Rhodes handpicked Warner to be his replacement, having met her when she played in Duran Duran producer Mark Ronson’s Business Intl band. (Warner sang on “Bang Bang,” the first single from Mark Ronson & The Business Intl’s 2010 album Record Collection; Duran Duran’s Rhodes and Simon Le Bon appeared on that album’s title track.) This led to MNDR opening for dates on Duran Duran’s 2012 tour; Rhodes also did a remix of MNDR’s “Feed Me Diamonds,” and she returned the favor with her remix for TV Mania, Rhodes’s side-project with former Duran guitarist Warren Cuccurullo.
But even after all this, sometimes Warner (who says she’s on a “need-to-know basis” regarding Rhodes’s current personal situation) still can’t believe that she has become a member of Duran’s extended entourage. “In six years, I’ve run into them fairly often — which just seems weird. Like, ‘Oh yeah, hey, there’s John Taylor. What’s up?’ Seriously, what is going on? It’s surreal,” she chuckles. “But they’re really down-to-earth people and super-cool.”

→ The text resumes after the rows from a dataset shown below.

PR #949, opened 2023-11-29
 Refactor deployment scripts. Migrate secrets to yaml with envsubst 

rnc:
Currently also includes #948.

This is still missing ~documentation updates, cleanups, etc~ and there are other potential changes (e.g. removing use of patch-yaml.sh) but this is enough for a first cut of restructuring proposal.

Summary:

- Added documentation
- Migrate all secrets creation to yaml files combined with envsubst
- Allow for customisation of the worker namespace
- Restructure namespace and pipeline as part of base/kustomization
  - This means a single kustomize build/kubectl apply can be used instead of multiple scripts/applies.

This could allow in future, as well as overlays/development, to have overlays/production as well ; this could then be invoked by an external 'SHA-referenced' script.


openshift-with-appstudio-test/e2e/util.go
```diff
@@ -189,7 +189,7 @@ func commonSetup(t *testing.T, gitCloneUrl string, namespace string) *testArgs {
 		debugAndFailTest(ta, err.Error())
 	}
 
-	mavenYamlPath := filepath.Join(path, "..", "..", "deploy", "base", "maven-v0.2.yaml")
+	mavenYamlPath := filepath.Join(path, "..", "..", "deploy", "base", "config", "maven-v0.2.yaml")
```
stuartwdouglas, line 192: This should actually be moved to hack, it is only used for the tests/examples.

rnc: Are you talking about `gradle-v0.1.yaml` and`maven-v0.2.yaml` (and there is also a config.yaml in that directory currently used to enableRebuilds and set some mavenBaseLocations) ? All of these are configured as well by the dev-template directory to patch the image used - while I see the e2e tests patch the image on about line 209, from what I can see the examples do not patch the image or load the task themselves?

rnc: I've moved the 3 file referenced and modified the exampes to patch the image according to `QUAY_USERNAME`.

PR #1025, opened 2023-12-19
Update to JDK21 builder image

stuartwdouglas:


stuartwdouglas:
I think this is now timing out as it is trying too many combinations. We need to stop old builds from being built with newer JDKs

PR #1033, opened 2023-12-20
Simplify openshift-ci

rnc:


rnc:
@stuartwdouglas Do any of the tests trigger the redhat-appstudio-jvm-build-service-main.yaml (i.e. the openshift-ci) so I can verify any changes to it still work?

deploy/openshift-ci.sh
```diff
@@ -12,9 +12,26 @@ echo ${JVM_BUILD_SERVICE_CACHE_IMAGE}
...
+        if [ $(date +%s) -gt $endTime ]; then
+            echo "Unable to find $1"
+            exit 1
+        fi
+    done
+}
+
 DIR=`dirname $0`
 echo "Running out of ${DIR}"
-$DIR/install-openshift-pipelines.sh
```
stuartwdouglas, line 17: This is also useful when setting up a new hypershift or clusterbot cluster

stuartwdouglas: Actually I guess it does not really matter.

PR #1036, opened 2023-12-21
Allow more flexible S3_SYNC definition

rnc:


deploy/operator/base/deployment.yaml
```diff
@@ -25,6 +25,10 @@ spec:
           args:
             - "--v=4"
             - "--zap-log-level=info"
+          env:
+            - name: S3_SYNC_ENABLED
+              value: |
+                ${JBS_S3_SYNC_ENABLED}
```
stuartwdouglas, line 31: This won't work with argocd, so it will break the infra-deployments repo.

stuartwdouglas (changes requested):

deploy/operator/base/deployment.yaml
rnc: You mean the infra stuff processes that file directly (somehow?) and will see a unknown string instead of it being substituted? As opposed to argocd being unable to process certain yaml formats?

deploy/operator/overlays/dev-template/kustomization.yaml
```diff
@@ -12,8 +12,17 @@ images:
...
+- patch: |-
+    - op: add
+      path: /spec/template/spec/containers/0/env
+      value:
+        - name: S3_SYNC_ENABLED
+          value: |
+            ${JBS_S3_SYNC_ENABLED}
+  target:
+    kind: Deployment
+    name: hacbs-jvm-operator
```
rnc, line 25: Moved the patch here so all operator patches are together (such as the imagePullPolicy below)

deploy/operator/overlays/dev-template/kustomization.yaml
```diff
@@ -12,8 +12,18 @@ images:
...
-
 patches:
+# Note - see base-development for quoting requirements for
+# JBS_S3_SYNC_ENABLED and the linked kubernete issue.
+- patch: |-
+    - op: add
+      path: /spec/template/spec/containers/0/env
+      value:
+        - name: S3_SYNC_ENABLED
+          value: ${JBS_S3_SYNC_ENABLED}
```
rnc, line 23: Ideally patching this as either `"${JBS_S3_SYNC_ENABLED}"` or
```
value: |
	${JBS_S3_SYNC_ENABLED}
```
would transparently patch through but in the former case the quotes are stripped (which is likely https://github.com/kubernetes-sigs/kustomize/issues/4845 ) and in the latter case the inline literal scalar is completely removed and replaced by `value: ${JBS_S3_SYNC_ENABLED}` which actually changed the meaning due to it being then coerced to a bool type

deploy/operator/base/deployment.yaml
stuartwdouglas: Infra deployments does not use our development or CI scripts, it is using Argo CD, so it just doesn't know about the substitution.

rnc: Ok, thats fine. I've removed the env variable

PR #1054, opened 2024-01-02
Error handling and UI layout

rnc:


java-components/management-console/src/main/java/com/redhat/hacbs/management/github/GithubIntegration.java
```diff
@@ -55,10 +58,19 @@ public class GithubIntegration {
...
 
+    @ConfigProperty(name = "kube.disabled", defaultValue = "false")
+    boolean disabled;
+
     public static final String SUPPLY_CHAIN_CHECK = "Supply Chain Check";
 
     @PostConstruct
     public void setupWatch() {
+        if ((LaunchMode.current() == LaunchMode.TEST
+                && !Objects.equals(System.getProperty(Config.KUBERNETES_NAMESPACE_SYSTEM_PROPERTY), "test")) || disabled) {
```
rnc, line 69: While I copied this block from https://github.com/redhat-appstudio/jvm-build-service/blob/main/java-components/management-console/src/main/java/com/redhat/hacbs/management/watcher/BuildImportWatcher.java#L47 I am unclear as to what/how might set `Config.KUBERNETES_NAMESPACE_SYSTEM_PROPERTY`?

stuartwdouglas: This would be set by Quarkus if we were using kubernetes dev service that creates a mock kube API server.

stuartwdouglas (approved):

PR #1064, opened 2024-01-08
Print discovery logs

rnc:


pkg/reconciler/dependencybuild/dependencybuild.go
```diff
@@ -208,7 +208,7 @@ func (r *ReconcileDependencyBuild) handleStateNew(ctx context.Context, log logr.
 		pr.Spec.Workspaces = []pipelinev1beta1.WorkspaceBinding{{Name: "tls", EmptyDir: &v1.EmptyDirVolumeSource{}}}
 	}
 	pr.Namespace = db.Namespace
-	pr.GenerateName = db.Name + "-build-discovery-"
+	pr.Name = db.Name + "-build-discovery"
 	pr.Labels = map[string]string{artifactbuild.PipelineRunLabel: "", artifactbuild.DependencyBuildIdLabel: db.Name, PipelineTypeLabel: PipelineTypeBuildInfo}
```
rnc, line 212: I believe with `db.Name` the task name should be 'unique' anyway and therefore not require the use of `GenerateName`.

rnc:
@stuartwdouglas When you're back, I'm guessing the change to the discovery name must be interfering with the e2e tests somehow

pkg/reconciler/dependencybuild/dependencybuild.go
stuartwdouglas: So this is an issue with the way we resolve 'contamination', where it just runs discovery a second time. We don't really need to do that as we already have the info, but the way the code is now it just kinda restarts the process. Ideally it would just re-use the initial discovery results.

PR #1066, opened 2024-01-08
Support retrieving logs in console like CLI

rnc:
Requires #1064, #1036, #1065, #1055

Allows the console logs to be retrieved from S3 or Tekton or the fallback legacy method.


java-components/management-console/src/main/java/com/redhat/hacbs/management/resources/BuildLogs.java
```diff
@@ -0,0 +1,111 @@
...
+    }
+
+    private static final String DEV_PATH = "/apis/results.tekton.dev";
+
+    private static final String PROD_PATH = "/api/k8s/plugins/tekton-results/workspaces/";
+
+    @Inject
+    S3Client s3Client;
+
+    @ConfigProperty(name = "JBS_S3_SYNC_ENABLED", defaultValue = "true")
```
stuartwdouglas, line 41: This should be jbs.s3.sync.enabled, the config system automatically maps upper case env vars.

stuartwdouglas: Also this will mean that by default the CLI will only pull logs from S3 unless you explicitly set this, it would be better if we could be smarter about this.

stuartwdouglas: i.e. try S3 by default, then fall back to the other methods if it fails. Only print out the exception details if none of them work.

stuartwdouglas (changes requested):

java-components/management-console/src/main/java/com/redhat/hacbs/management/resources/BuildLogs.java
rnc: I think its the inverse - it will always attempt to try to pull logs from S3 as it defaults to true? 

However, I do agree that it doesn't do a fallback which the CLI does (partially).

PR #1089, opened 2024-01-19
Use an index for potentialBuildRecipes

rnc:


pkg/reconciler/dependencybuild/dependencybuild.go
```diff
@@ -655,9 +657,12 @@ func (r *ReconcileDependencyBuild) handleBuildPipelineRunReceived(ctx context.Co
...
 
 				if doRetry {
-					existing := db.Status.PotentialBuildRecipes
-					db.Status.PotentialBuildRecipes = []*v1alpha1.BuildRecipe{attempt.Recipe}
-					db.Status.PotentialBuildRecipes = append(db.Status.PotentialBuildRecipes, existing...)
+					log.Info(fmt.Sprintf("Resetting %d to retry build for %s", db.Status.PotentialBuildRecipesIndex,
+						db.Name))
+					db.Status.PotentialBuildRecipesIndex--
+					if db.Status.PotentialBuildRecipesIndex < 0 {
+						db.Status.PotentialBuildRecipesIndex = 0
```
stuartwdouglas, line 664: This does not look right? The index should always be at least one at this point right?

rnc: Yes it should. This was an attempt to get the tests to pass that I fixed in a different way but forgot to remove this.

PR #1090, opened 2024-01-19
Update to OpenShift Pipelines 1.13

rnc:


rnc:
@stuartwdouglas Its not clear to me why the minikube tests are failing. I'm also slightly concerned as to whether this upgrade will work with tekton-results.

PR #1091, opened 2024-01-19
Fix sample Gradle pipeline

dwalluck:


hack/examples/gradle-v0.1.yaml
```diff
@@ -158,7 +158,7 @@ spec:
                     mavenLocal()
                     maven {
                         name "HACBS Maven Repository"
-                        url "$(params.MAVEN_MIRROR_URL)/v2/cache/user/default/"
```
stuartwdouglas, line 161: /v2/cache/user/default/ is the correct URL, we should be adding gradle to the list of repositories in the JBSConfig.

It seems DD’s diehard devotees have also accepted MNDR as one of the Duran family — which comes as a massive relief to Warner. “That’s what hit me later. Their fans were legitimately nervous about [me filling in], and I don’t blame them. Because Nick is NICK RHODES, you know what I mean? I am sure they were thinking, ‘Is this going to suck? What the hell?’ Luckily, they’ve been so awesome, and absolutely so lovely to me. I haven’t had any negative feedback. I think if I didn’t live up to their expectations, they would be like, ‘That was disappointing.’ But I also think because Nick chose to phone me first, that helped. They were like, ‘OK, he obviously feels like she can do it.’”

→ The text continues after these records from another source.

PR #1124, opened 2024-01-23
UI Enhancements

rnc:
Requires #1066 merged first.

### DIFF
--- a/java-components/management-console/src/main/java/com/redhat/hacbs/management/dto/ArtifactDTO.java
+++ b/java-components/management-console/src/main/java/com/redhat/hacbs/management/dto/ArtifactDTO.java
@@ -1,0 +1,37 @@
+package com.redhat.hacbs.management.dto;
+
+import java.util.Objects;
+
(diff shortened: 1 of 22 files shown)


java-components/management-console/src/main/resources/db/migration/V1.0.0__management-console.sql
```diff
@@ -266,7 +265,6 @@
         contaminated boolean not null,
         creationTimestamp timestamp(6) with time zone not null,
         succeeded boolean not null,
-        uid varchar(255) not null,
```
stuartwdouglas, line 269: We can't really do this with flyway without deleting the database, we need to start creating new versions.

I have actually just added something to Quarkus to hopefully make this easier, that can show you the diff between the current DB and the expected state: https://github.com/quarkusio/quarkus/pull/38358

We probably need a better strategy around this at some point. Maybe we should just drop flyway for now and use hibernate migration instead for this stage.

PR #1133, opened 2024-01-23
Validation fixes for renovate

rnc:


rnc:
@stuartwdouglas FYI, I switched to a different branch to see if I could get the renovate job to validate its own config which it was supposed to with a special 'magic branch'. At time of writing, it hasn't seemed to work.

PR #64, opened 2015-10-07
examples: remove failing test

kokosing:
examples: remove failing test

Having failing test failing in automation may hide other failures.

Task: SWARM-1404

Test Plan: build

Reviewers: losipiuk


losipiuk:
do not remove this. 
It was there on purpose to be able to see how tf behaves in case of failing tests.
just exclude "failing" group in automation.

PR #65, opened 2015-10-14
tempto-core: add closeConnection and openConnections methods to JdbcQueryExecutor

arhimondr:
Useful for the cases when some test or fulfiller breaks the connection and we need to recover it.

Testing: unit tests


losipiuk:
I do not get the motivation. Let's talk offline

With 18 years of keyboard experience and a lifetime spent listening to Duran Duran, Warner was more prepared for this summer gig than she humbly lets on. “I know Duran Duran’s catalog really well. Everyone was a Duran Duran fan in my circle. It was kind of like liking, I don’t know, Michael Jackson or Prince,” she says. Warner, a child of the ‘90s, is even a longtime fan of DD’s controversial and critically panned 1995 covers album Thank You — which probably helps when it’s time to play Duran’s version of Grandmaster Flash & Melle Mel’s “White Lines” every night.
“I actually really like ‘90s Duran Duran,” Warner says. “To me, they were an ‘80s band, and then they transcended that in a really huge way with hits in the ‘90s. So they really should be acclaimed as one of the best bands, because there’s very few bands that can do that.”
Another cover song Warner enjoys playing with Duran Duran is their new mash-up of “Planet Earth” with David Bowie’s “Space Oddity” — a tribute to the Starman who was a huge influence on both her and the DD boys. “I grew up in the middle of nowhere, in North Dakota. I was a fierce David Bowie fan. He meant everything to me. I know every moment of his albums. So when we play that, it’s super-amazing. I get really emotional.”
But perhaps the ultimate show highlight — and biggest challenge — for Warner is “The Chauffeur,” a recent popular addition to this summer’s DD setlist. “They put it in last-minute, so we didn’t have any rehearsal. It’s just Simon and Nick — or Simon and Amanda, so to speak. It’s Nick’s part, and the song is very open. That song is tricky. Tricky, tricky, tricky! Their arrangements feel so natural, but as a songwriter and producer, I can tell you they always have something special and different in their arrangements that make it tricky — and better because of it. It makes them more iconic than a lot of their peers. There’s some really tricky chord movies in ‘Come Undone,’ too. It’s a Duran Duran thing. They just do this thing.”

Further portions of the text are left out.